Orange chicken thighs with spinach

cappy11448
on 4/9/16 9:25 am

Hi I tried this yesterday for a change of pace and I really liked it.  The original recipe includes spaghetti and sage butter sauce, which I eliminated due to calories and carbs.  I didn't figure out how many carbs are in the marmalade, but it makes at least 4 servings so its less than 1 Tablespoon per servings, so hopefully its not over the top. 

I also didn't add the pecan because the texture didn't appeal to me in this dish.

Best wishes,

Carol

 

Orange Balsamic Chicken Thighs

Ingredients

  • 2 tablespoons extra-virgin olive oil (EVOO)
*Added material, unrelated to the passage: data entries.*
PR #1129, opened 2024-05-27
chore: replace DT CoC with Contributor Covenant

Elsie19:
## Checklist

### DIFF
--- a/CODE_OF_CONDUCT.md
+++ b/CODE_OF_CONDUCT.md
@@ -1,52 +1,64 @@
-<!--TITLE: The FOSS Code of Conduct
-AUTHOR: Derek Taylor
-TRANSLATED TO MARKDOWN BY: Naruto Uzumaki (NarutoXY)
-DATE: April 23, 2021-->
+# Contributor Covenant Code of Conduct
 
-# THE FOSS CODE OF CONDUCT
+## Our Pledge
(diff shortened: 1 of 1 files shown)


CODE_OF_CONDUCT.md
```diff
@@ -1,52 +1,64 @@
...
+
+### 4. Permanent Ban
+Community Impact: Demonstrating a pattern of violation of community standards, including sustained inappropriate behavior, harassment of an individual, or aggression toward or disparagement of classes of individuals.
+
+Consequence: A permanent ban from any sort of public interaction within the community.
+
+## Coding Standards & Political Activism
+* "AI" tools are becoming more and more popular, and in order to make this community's code as high quality as possible, we forbid anyone from using AI tooling to produce code that you intend for others to use. You may use AI tooling for help, guidance and even debugging, but replacing actual programming work is strictly forbidden. As a rule of thumb, if an AI tool produces code that you wouldn't have been able to write on your own, you are forbidden from pushing that. If AI generated code is found in an open PR, you will be warned and told to remake that portion, and if AI generated code is merged into the codebase and found, whoever was responsible for that code will be immediately banned from the project.
```
oklopfer, line 62: rather than banning them, can we do something like stripping them of their maintainership? I don't think they should be extra punished for our own failure to recognize the generated code, but I think removing their maintainership is a fair and equal response.

vigress8:
We should quit stalling this; my stance remains that the Coding Standards & Political Activism section is unnecessary, and it's best to adopt the unmodified Contributor Covenant.

PR #1137, opened 2024-06-05
fix({build,srcinfo}.sh): missed stuff

oklopfer:
## Purpose

forgor to add all alt in one place and srcinfo had a bug with pacdeps

## Approach

fixem

## Progress

- [x] do it
- [x] test it

## Checklist


misc/scripts/srcinfo.sh
```diff
@@ -182,7 +182,7 @@ function srcinfo.parse() {
         fi
         mapfile -t split_up <<< "${part_two/_array_/$'\n'}"
         declare -n addarr="${split_up[0]}"
-
+        unset "${split_up[1]}"
```
Elsie19, line 185: Make it so upstream when you're done.

Elsie19 (approved):

PR #1142, opened 2024-06-08
refactor(pacstall): add has_command(), improve is_array()

vigress8:


pacstall
```diff
@@ -304,16 +304,22 @@ function check_url() {
     fi
 }
 
+# Checks if a command is available.
+# Plain "command -v" succeeds if the argument is in PATH, even if not executable.
+function has() {
```
oklopfer, line 309: can we make this `has_command` instead

pacstall
```diff
@@ -428,14 +434,7 @@ function is_apt_package_installed() {
...
 function is_array() {
-    local input raw
-    input="${1}"
-    raw="$(declare -p "${input}" 2> /dev/null)"
-    if [[ ${raw} == "declare -a ${input}"* ]]; then
-        return 0
-    else
-        return 1
-    fi
+    [[ ${!1@a} == *a* ]]
```
oklopfer, line 437: we should use this in https://github.com/pacstall/pacstall/blob/931763db64584a2798eaaecdd6d86aa1f2d7455b/misc/scripts/srcinfo.sh#L188 +
https://github.com/Elsie19/srcinfo_bash/blob/649141624f34844c280711de4a41c6a4be0f0faf/src/srcinfo.sh#L164 too

oklopfer (changes requested):

pacstall
```diff
@@ -953,11 +952,6 @@ Helpful links:
                 exit 1
             }
 
-            if curl --output /dev/null --silent --head --fail https://raw.githubusercontent.com/"$USERNAME"/pacstall/"$BRANCH"/pyproject.toml || curl --output /dev/null --silent --head --fail https://raw.githubusercontent.com/"$USERNAME"/pacstall/"$BRANCH"/Cargo.toml; then
```
oklopfer, line 956: This section is still required. Even though no upstream branch exists for these, if someone is working on pacstall-py or pacstall-rs on a repo called simply pacstall, this prevents an upgrade to that repo.

oklopfer (changes requested):

pacstall
vigress8: A rewrite is not even happening currently. If we're gonna cover entirely hypothetical situations, might as well add this check for every programming language. Makes no sense and claiming such a check is "required" is absurd

oklopfer: https://github.com/pacstall/pacstall/pull/460 it's been there for years. there's no reason to be removing it now. there equally makes no sense for you not to just leave it alone.

vigress8: It's at least one redundant curl query, which makes for worse performance. That's why I removed it

Elsie19: It's not redundant. It's possible in the future we might have a rewrite still, I say we should not remove this.

oklopfer (approved):

Elsie19 (approved):

PR #1155, opened 2024-06-22
refactor(*): parse parent distro if exists

oklopfer:
## Purpose
for distros like pop, elementary, mint, etc, they do not get special enhanced arrays. also removing lsb-release dependency

## Approach
allow them to use the parent distro for enhanced arrays and compatibility checks. This works in different ways for each piece:
#### `set_distro`
the following distro examples are described with the combination `child:codename/num|parent:codename/num`:
```bash
debian:trixie/13|debian:sid/sid
elementary:next/8|ubuntu:noble/24.04
linuxmint:elsie/5|debian:bullseye/11
linuxmint:virginia/21.3|ubuntu:jammy/22.04
pop:focal/20.04|ubuntu:focal/20.04
ubuntu:devel/2024.1
ubuntu:oracular/24.10
```
running `set_distro` results in:
```bash
debian:trixie
elementary:next
linuxmint:elsie
linuxmint:virginia
pop:focal
ubuntu:devel
ubuntu:oracular
```
and `set_distro parent` results in:
```bash
debian:sid
ubuntu:noble
debian:bullseye
ubuntu:jammy
ubuntu:focal
ubuntu:devel
ubuntu:oracular
```
enhanced arrays use the `DISTRO` variable, so `DISTRO` is now equal to `set_distro parent`. We have a new variable for pacscript usage `CDISTRO`, which will be the true current distro, as the `DISTRO` variable previously worked.
#### `get_compatible_releases`
In all cases, if *either* the parent or true distro is found to match in the `compatible` array, then it is marked as compatible. This means in an example where distro is `linuxmint:virginia`, if the compatible array lists `ubuntu:jammy` but not `linuxmint:virginia`, it is still recognized as compatible. For `linuxmint:virginia`, the following would all trigger compatibility:
```bash
"linuxmint:virginia"
"linuxmint:21.3"
"linuxmint:*"
"*:virginia"
"*:21.3"
"ubuntu:jammy"
"ubuntu:22.04"
"ubuntu:*"
"*:jammy"
"*:22.04"
```
#### `get_incompatible_releases`
If no trace of true distro is found in the `incompatible` array:
```bash
"${distro_name}:${distro_version_name}"
"${distro_name}:${distro_version_number}"
"${distro_name}:*"
"*:${distro_version_name}"
"*:${distro_version_number}"
```
then if parent distro exists, and if the `incompatible` array contains either `"*:${distro_parent_vname}"` or `"*:${distro_parent_number}"`, override our incompatible check variables to:
```bash
distro_name="${distro_parent}"
distro_version_name="${distro_parent_vname}"
if [[ -n ${distro_parent_number} ]]; then
    distro_version_number="${distro_parent_number}"
fi
```
this means for `linuxmint:virginia`, the following would trigger incompatibility:
```bash
"linuxmint:virginia"
"linuxmint:21.3"
"linuxmint:*"
"*:virginia"
"*:21.3"
"*:jammy"
"*:22.04"
```
the following would *not* trigger incompatibility:
```bash
"ubuntu:*"
"ubuntu:jammy"
"ubuntu:22.04"
```
## Progress

- [x] do it 
- [x] test it

## Checklist

### DIFF
--- a/misc/scripts/fetch-sources.sh
+++ b/misc/scripts/fetch-sources.sh
@@ -540,11 +540,19 @@ function get_incompatible_releases() {
     # example for this function is "ubuntu:jammy"
     local distro_name distro_version_name distro_version_number distro_parent distro_parent_vname distro_parent_number incomp_list=("${@,,}")
     calc_distro
-    if ! array.contains incomp_list "${distro_name}:${distro_version_name}"; then
-        if [[ -n ${distro_parent_vname} ]] && array.contains incomp_list "${distro_parent}:${distro_parent_vname}"; then
+
+
+    if ! array.contains incomp_list "${distro_name}:${distro_version_name}" && \
+        ! array.contains incomp_list "${distro_name}:${distro_version_number}" && \
+        ! array.contains incomp_list "${distro_name}:*" && \
+        ! array.contains incomp_list "*:${distro_version_name}" && \
+        ! array.contains incomp_list "*:${distro_version_number}"; then
+        if [[ -n ${distro_parent_vname} ]]; then
             distro_name="${distro_parent}"
-            distro_version_number="${distro_parent_number}"
             distro_version_name="${distro_parent_vname}"
+            if [[ -n ${distro_parent_number} ]]; then
+                distro_version_number="${distro_parent_number}"
+            fi
         fi
     fi
     for key in "${incomp_list[@]}"; do
--- a/misc/scripts/fetch-sources.sh
+++ b/misc/scripts/fetch-sources.sh
@@ -482,7 +482,7 @@ function calc_distro() {
             # have to set this empty instead of unsetting as the local is higher up
             distro_parent_vname=""
         else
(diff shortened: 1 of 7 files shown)


misc/scripts/fetch-sources.sh
```diff
@@ -459,64 +459,106 @@ function append_modifier_entries() {
...
 function calc_distro() {
-    distro_name="$(lsb_release -si 2> /dev/null)"
-    distro_name="${distro_name,,}"
-    if [[ "$(lsb_release -ds 2> /dev/null | tail -c 4)" == "sid" ]]; then
-        distro_version_name="sid"
-        distro_version_number="sid"
-    else
-        distro_version_name="$(lsb_release -sc 2> /dev/null)"
-        distro_version_number="$(lsb_release -sr 2> /dev/null)"
+    local distro_pretty_name
```
Elsie19, line 462:
```suggestion
    local distro_pretty_name key value
```

Elsie19 (changes requested):

Elsie19 (approved):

  • 8 skinless, boneless chicken thighs, quartered

  • 2 sprigs rosemary, finely chopped

  • 1/4 cup balsamic vinegar

  • 1/4 cup orange marmalade

  • 2 packages of frozen spinach

  • 1/2 cup grated parmigiano-reggiano cheese, plus more for serving

  • 1/3 cup honey-roasted pecans, chopped

Directions

  1. Heat EVOO over medium-high heat. Season the chicken with salt and pepper and add to the skillet. Sprinkle the rosemary on top and cook the chicken until crispy and brown, 8 to 10 minutes. Transfer to a platter.

  2. Whisk the balsamic vinegar and marmalade into the skillet, scraping up the browned bits from the bottom of the pan. Lower the heat and simmer for 1 minute. Return the chicken to the pan and coat with the sauce. Remove the pan from the heat and stir in the arugula or spinach.

  3. Add the 1/2 cup grated cheese and season with salt. Sprinkle the pecans on the chicken and serve with the pasta and a little extra cheese.